Андреа следил за удалявшимся Чарли с выражением отчаяния и вины, затем, словно пробудившись ото сна, отправился рассказать обо всем своей любовнице.
Согласно программе круиза, «Нарцисс» должен был зайти в Аликанте прежде, чем причалить в Пальме. В Аликанте, где им предстояло пить херес, слушать Де Фалью в исполнении Кройце и арию Кармен в исполнении Дориаччи – если, конечно, она оставит в покое «Лунный свет». Воздух Испании давал основания ожидать взрыва романтических страстей. Но вдруг в один миг налетел сирокко – повелитель сердец и зачастую тел – и приковал к кушеткам почти всех героев этого круиза. Цепляющиеся за простыни и терзаемые рвотой, они либо вовсе позабыли о чувствах, либо посчитали, что в данной ситуации они не имеют особой ценности. Стихии одержали победу над большинством пассажиров класса люкс, за исключением Армана Боде-Лебреша, который провел день, обдумывая свое финансовое положение и бесстрастно меряя шагами покатые коридоры «Нарцисса». При этом он терпеть не мог одиночества в физическом смысле этого слова, в то время как с детства обрек себя на одиночество моральное и смирился с ним.
К концу дня «Нарцисс» укрылся за островом Ивиса, и надежды на развлечения в одном из интереснейших портов круиза растворились в гнетущей тоске бесконечного вечера.
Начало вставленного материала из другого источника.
PR #490, opened 2021-04-10
Fixed video text vertical centering on main page

### LINKED ISSUE #488: Gamemode video text is not vertically centered
image

vindow:
Fixes #488

First I centered the text and video using `align-items-center` but it left an annoying 4ish pixel gutter at the bottom of the video seen here:
image
so I opted to set its parent wrapper div as another row element so I could center it again using `align-items-center`. This 4 pixel gutter might be because of the YouTube embeds since it does not occur with those so when all the videos are WebM you might be able to remove this second row element workaround.

I also removed the bottom margin for the md breakpoint and up on the wrapper div since it would offset the video when the elements are stacked side-by-side.

Lastly I removed min-height from `gamemode-data-section` since it was causing an additionally large amount of margin padding  that wasn't present on the original version. It also did not affect the actual video size since the video is scaled based on width.

### DIFF
--- a/client/src/app/pages/main/gamemodes/gamemodes.component.html
+++ b/client/src/app/pages/main/gamemodes/gamemodes.component.html
@@ -38,8 +38,8 @@
       {{this.currentGameMode.modeTitle}}
     </div>
   </div>
-  <div class="row align-items-center mb-5 mb-lg-5 gamemode-data-section">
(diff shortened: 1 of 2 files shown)


Hona (approved):

Hona:
This looks like the better way to do it. Thanks for the work!

PR #497, opened 2021-04-26
Rewrite reports

murgle2:
Notes:

- Guid is non-nullable so resolverId defaults to "resolverId": "00000000-0000-0000-0000-000000000000",
- Pagination breaks because the list of objects counted becomes less with each offset.
             As a workaround, I get the total number of objects in the db and then limit by 5, which is equal to max results per page.
- Can't see summary strings on docs page
- Clicking "view reported resouce" doesn't take you to the profile page. Maybe missing functionality in user module?


API/src/Modules/Reports/Momentum.Reports.Core/Repositories/IReportRepository.cs
```diff
@@ -0,0 +1,16 @@
...
+using System;
+using System.Collections.Generic;
+using System.Threading.Tasks;
+
+namespace Momentum.Reports.Core.Repositories
+{
+    public interface IReportRepository : IGenericRepository<Report>
+    {
+        Task<int> GetTodayReportCount(Guid submitterId);
+         Task<int> CountAllReports(bool resolved);
```
Hona, line 12: Spacing issues

API/src/Modules/Reports/Momentum.Reports.Infrastructure/MartenInitializer.cs
```diff
@@ -0,0 +1,14 @@
...
+using Momentum.Framework.Core.DependencyInjection;
+using Momentum.Reports.Core.Models;
+
+namespace Momentum.Reports.Infrastructure
+{
+    public class MartenInitializer : IMartenInitializer
+    {
+        public void SetupDomainIdentities(StoreOptions options)
+        {
+            options.Schema.For<Report>().Identity(x => x.Id);
```
Hona, line 11: In this case you don't need the line as Marten automatically matches the `Id` property, see [here](https://martendb.io/documentation/documents/identity/)

API/src/Modules/Reports/Momentum.Reports.Infrastructure/Repositories/ReportRepository.cs
```diff
@@ -0,0 +1,54 @@
...
+{
+    public class ReportRepository : GenericTimeTrackedRepository<Report>, IReportRepository
+    {
+        private readonly IDocumentStore _store;
+
+        public ReportRepository(IDocumentStore store) : base(store)
+        {
+            _store = store;
+        }
+
```
Hona, line 20: `GenericTimeTrackedRepository` provides this property: `.Store`, remove all this - and change `_store` usages to `Store`

API/src/Modules/Reports/Momentum.Reports.Infrastructure/Repositories/ReportRepository.cs
```diff
@@ -0,0 +1,54 @@
...
+        public async Task<int> CountAllReports(bool resolved)
+        {
+            using var session = _store.QuerySession();
+
+            var numberOfReports = await session.Query<Report>().CountAsync(x => x.Resolved == resolved);
+
+            return numberOfReports;
+        }
+
+        public async Task<IReadOnlyList<Report>> GetAllReports(int? limit, uint offset, bool resolved)
```
Hona, line 39: Change `int? limit` to `int limit = 5` (You'll have to make this the last parameter as optional parameters have to be last)

Hona (changes requested):

Hona:
> Guid is non-nullable so resolverId defaults to "resolverId": "00000000-0000-0000-0000-000000000000",

You can use the nullable Guid: `Guid?` instead.

API/src/Modules/Reports/Momentum.Reports.Infrastructure/Repositories/ReportRepository.cs
murgle2: If the limit parameter is changed to non-nullable, then it will default to 0. Then this default of 5 isn't applied and no reports are returned. For now I left this the same unless you have more suggestions

murgle2:
Using nullable Guid would require updating repo methods (in the report module as well as in the user module) with `Guid?` Not sure if this is worth doing?

PR #3, opened 2023-11-02
Add Serializer

bergundy:
Still not using it, just checking in the implementation to verify that the API is right.


bergundy:
I have a couple of thoughts:

1. I'm thinking of adding a `Header` type for convenience.

```go
type Header map[string]string

// Get is a case-insensitive key lookup from the header map.
func (h Header) Get(k string) string {
	return h[strings.ToLower(k)]
}
```

1. Since stream headers are transferred over HTTP, there's going to be collisions with the user provided request headers.
Only `Content-*` HTTP headers are used to construct a stream from an HTTP request / response.
I'm thinking that stream headers should not include the `Content-*` prefix, and that will be prepended by the client / server.

nexus/codec.go
```diff
@@ -0,0 +1,204 @@
...
+	"encoding/json"
+	"errors"
+	"fmt"
+	"io"
+	"reflect"
+)
+
+// A Stream is a container for a header and a reader.
+// It is used to stream inputs and outputs in the various client and server APIs.
+type Stream struct {
```
cretz, line 14: Not the biggest fan of "stream" here as it implies long-lived endpoints w/ messages sent at differing times. Would prefer `Body` or `Content` or something.

nexus/codec.go
```diff
@@ -0,0 +1,204 @@
...
+func (s *LazyValue) Consume(v any) error {
+	defer s.Stream.Reader.Close()
+	return s.codec.Decode(s.Stream, v)
+}
+
+// Codec is used by the framework to serialize/deserialize input and output.
+// To customize serialization logic, implement this interface and provide your implementation to framework methods such
+// as [NewClient] and [NewHTTPHandler].
+// By default, the SDK supports serialization of JSONables, byte slices, and nils.
+type Codec interface {
```
cretz, line 47: A codec IMO is a bad term for value conversion, though an acceptable term for byte transform. I appreciate the separation between the two concepts that has grown in Temporal and I think we should maintain this separation instead of falling back to a combined data-converter approach.

nexus/codec.go
```diff
@@ -0,0 +1,204 @@
...
+		Reader: io.NopCloser(bytes.NewReader(body)),
+	}, nil
+}
+
+var _ Codec = jsonCodec{}
+
+type nilCodec struct{}
+
+func (nilCodec) Decode(s *Stream, v any) error {
+	if s.Header["content-length"] != "0" {
```
cretz, line 121: Be advised, not all HTTP clients set a content length for their requests. What happens if I make an empty Nexus call with no content type, no content length, etc? Does Nexus reject such a simple request?

nexus/codec.go
```diff
@@ -0,0 +1,204 @@
...
+		b, err := io.ReadAll(s.Reader)
+		if err != nil {
+			return err
+		}
+		*bPtr = b
+		return nil
+	}
+	// v is *any
+	rv := reflect.ValueOf(v).Elem()
+	if rv.Kind() == reflect.Interface {
```
cretz, line 172: I am a bit confused here on what you're trying to do. The code I think is saying every pointer to an interface you try to set as a byte array. You need to do exact equality check `Type()` with the reflect type of `any`, not any kind of interface.

But I am not convinced we should support `any` for this data type.

nexus/codec.go
```diff
@@ -0,0 +1,204 @@
...
+	return nil, errCodecIncompatible
+}
+
+var _ Codec = byteSliceCodec{}
+
+type compositeCodec struct {
+	codecChain
+}
+
+var defaultCodec Codec = compositeCodec{
```
cretz, line 202:
```suggestion
var DefaultCodec Codec = compositeCodec{
```

Should expose this IMO

bergundy: Let's leave this unexposed for now until it's deemed necessary.

nexus/codec.go
bergundy: `reflect.Interface` is `interface{}` (`any`).

I initially didn't support it but saw that Temporal does so I ported that logic.

It kinda makes sense that if you can populate an any, you would.

nexus/codec.go
bergundy: TBH, I'm not sure what to do here.

I guess I could try and read a byte of content and see if I get EOF and if it's not empty, mutate the reader to concatenate the bytes read with the rest of the content since the reader might not be seekable.
It just seems to complex and not worth it.

I also don't think I want to rely on content type here either.

nexus/codec.go
bergundy: Yeah, I'm changing to `Content`.

nexus/codec.go
bergundy: This isn't a combined thing. It's just for value to content and back.

We discussed having a mapper (`NewReader`, `NewWriter`) interface that's more like what Temporal considers a payload codec.

I've seen Codec used to describe a value encoder + decoder before (https://github.com/gcanti/io-ts/blob/master/Codec.md).

I'm open to renaming though, alternatives:

- `ContentConverter`
- `ValueConverter`
- `ValueCodec`
- `Marshaler` (very Go specific but even the Go one targets bytes and not a reader/writer)
- `Serializer`

I'm tempted to just call this `Codec` and later add a more specific interface that `Codec` will embed for value serialization.
That way when we add bytes to bytes conversion, it'll just be more methods that codec can implement:

```
type ValueCodec interface {
  FromValue(...)
  ToValue(...)
}

type IOMapper interface {
  NewWriter(...)
  NewReader(...)
}

type Codec interface {
  ValueCodec
  IOMapper
}
```

cretz: I don't think the word "codec" should be used for converting value to content and back. Some languages call this a serializer or a marshaler or a converter or something. If you don't like those for whatever reason, maybe we can find another that is in common use. I think codec is a bit of a strange term for this and I haven't really seen it used that way much in dev circles.

nexus/codec.go
cretz: We may be able to step back and ask why nil is needed/important as it's the absence of content. If for the JSON and byte slice converters we need to support absence of content we can. Can you show a situation where this is needed?

The way I am starting to think about it, only the people that actually read content should care about nil or not, and only once reading the content will that matter.

But yes, technically you could make a `bufio.NewReader` and invoke `Peek`.

nexus/codec.go
cretz: No, `reflect.Interface` is a value of the `Kind` enumerate which represents a _kind_ of a type, not the type. What most would do here is:

```
// store this somewhere global
var anyType := reflect.TypeOf((*any)(nil)).Elem()
rv.Type() == anyType
```

bergundy: Hmm... I thought I saw somewhere that `Interface` kind is `interface{}`. Thanks!

BTW: we should fix this in Temporal, it checks that the `Elem().Kind() == reflect.Interface` which is incorrect: https://github.com/temporalio/sdk-go/blob/0352634b45b1b81293c9bf3cec3bb033b82f841f/converter/byte_slice_payload_converter.go#L61

I think we should keep support for `[]byte -> any`, it'd be up to the user to cast.

nexus/codec.go
bergundy: I don't think we should mutate the content in the serializers (note using new terminology).

For now I think we should force setting a specific content type or content length 0.

nexus/codec.go
bergundy: I'm going with serializer, I don't love that it's unidirectional but I think it's common enough and not go specific that it's okay.

cretz: I like converter personally, but at this point it's whatever. I'm just glad that developer nomenclature is winning over individual concerns about unidirectional or whatever.

nexus/codec.go
cretz: I think we should support simple content-less HTTP calls. Maybe we shouldn't support optional JSON input. `[]byte` can just read 0 bytes and be fine, this whole thing is only about nullable JSON objects at this point and it's not right to make nullable JSON object be the reason that everyone must set some header even if they use `[]byte` or no parameter at all.

cretz (approved):
Not the biggest fan of the term "serializer" over "converter" and not a big fan that I can't give a simple HTTP request with no content headers at all (or does the serializer not get invoked when there are no parameters on the handler).

But otherwise LGTM.

bergundy:
> (or does the serializer not get invoked when there are no parameters on the handler)

We'll have a `NoValue` constant that we could potentially reference to avoid deserialization but we should support any nullable input.

It might be worth having the serializer only work on `[]byte` since there's not much value of supporting streaming there.
So `LazyValue.Consume` would first read the entire body.

PR #4, opened 2023-11-06
Operations

bergundy:
- Add top level `Operation` concept
- Change Nexus headers to accept single string value as a least common denominator for protocols we may want to support in the future
- Rename `Handler` interface to `ServiceHandler` to avoid encouraging its use of `OperationHandler`
- Add an `OperationDirectoryHandler` - likely will be used in most applications instead of implementing a `ServiceHandler` directly
- Unify client and server options structs
- Add a `HandlerErrorType` instead of relying on HTTP statuses

TODO:
- Fix/add all docstrings
- Fix README
- Add examples for using the operation APIs
- Consider abstracting HTTP in `completion.go`


nexus/operation.go
```diff
@@ -0,0 +1,220 @@
...
+func (d OperationDefinition[I, O]) Name() string {
+	return string(d)
+}
+
+// inferType implements Operation.
+func (OperationDefinition[I, O]) inferType(I, O) {} //nolint:unused
+
+var _ Operation[any, any] = OperationDefinition[any, any]("")
+
+type UntypedOperationHandler interface {
```
bergundy, line 32:
```suggestion
type RegisterableOperationHandler interface {
```

nexus/operation.go
```diff
@@ -0,0 +1,220 @@
...
+	Operations []UntypedOperationHandler
+}
+
+type OperationDirectoryHandler struct {
+	UnimplementedServiceHandler
+
+	operations map[string]UntypedOperationHandler
+}
+
+func NewOperationDirectoryHandler(options OperationDirectoryHandlerOptions) (*OperationDirectoryHandler, error) {
```
bergundy, line 87:
```
r := NewOperationRegistry()
r.Register(...operations)
NewOperationRegistryHandler(r, options)
```

```
r := NewOperationRegistry()
r.Register(...operations)
r.NewServiceHandler(options)
```

```
opts := OperationDirectoryHandlerOptions{}
append(opts.Operations, ...)
```

```
r := OperationRegistry{}
r.Register(...operations)
r.NewServiceHandler(options) (ServiceHandler, error)
```

bergundy: We'll go with the last one

bergundy (commented):
```
ServiceHandler -> Handler
OperationDirectoryHandler -> Registry.NewHandler()
OperationHandler -> Operation
NewOperationDefinition (or Reference)
```

cretz (approved):
This is good enough to get moving with (any Go API designs we can revisit later)

PR #6, opened 2024-01-05
Integrate Serializers for completion

bergundy:
This is making up for some tech debt where I introduced Serializers to the SDK and didn't apply it for the completion code.
I need this now for integrating into the server repo.

### DIFF
--- a/nexus/completion.go
+++ b/nexus/completion.go
@@ -7,6 +7,7 @@ import (
 	"io"
 	"log/slog"
 	"net/http"
+	"strconv"
 )
 
 // NewCompletionHTTPRequest creates an HTTP request deliver an operation completion to a given URL.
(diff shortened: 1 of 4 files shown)


nexus/completion_test.go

Зато в Пальме, стоило только «Нарциссу» подойти к причалу, пассажиры так и посыпались на берег. Каждый из них радовался воздуху пышущего жаром острова, словно «Нарцисс» представлял собой запломбированное грузовое судно или пассажиры класса люкс были еще в Каннах погружены в глубину трюма. По правде говоря, морской бриз как следует продувал все уголки и закоулки «Нарцисса», но что-то в атмосфере судна было явно не так. Над палубой, казалось, нависло нечто гнетущее, застойное, и, если не принимать в расчет Дориаччи и Кройце, приверженцев полноценного питания, то тарелки с завтраком вернулись на кухню почти полными. Шутки также приобрели неприятный характер. Каждый ловил относящийся к нему намек, и оттого каждая фраза приобретала двусмысленный оттенок. Даже Эдма Боте-Лебреш, привычная к подобным ситуациям, умеющая превращать заметные события в ничего не значащие обстоятельства, даже прекрасная Эдма с трудом управлялась со своим мирком; все участники разыгрываемого на судне спектакля нервничали, даже Жюльен Пейра ходил нахмурившись, и сосредоточенное выражение сменило на его лице привычную беспечность. Единственным человеком, которому пошло на пользу это охватившее всех напряжение, странным образом оказалась Кларисса Летюийе. Она вновь стала краситься, однако весьма искусно: щеки стали менее впалыми, глаза блестящими, взгляд более ясным; красота ее расцвела, заблистала. На нее обращали внимание все: от капитана Элледока до матросов, работавших в трюме. Ее провожали взглядами, когда она проходила мимо, осененная своей безумной любовью. Счастье до такой степени изменило весь ее душевный настрой, что время от времени ее охватывало чувство умиления, переносившееся даже на Ольгу. Более того, она пила теперь только по вечерам, причем заказывала напитки сама.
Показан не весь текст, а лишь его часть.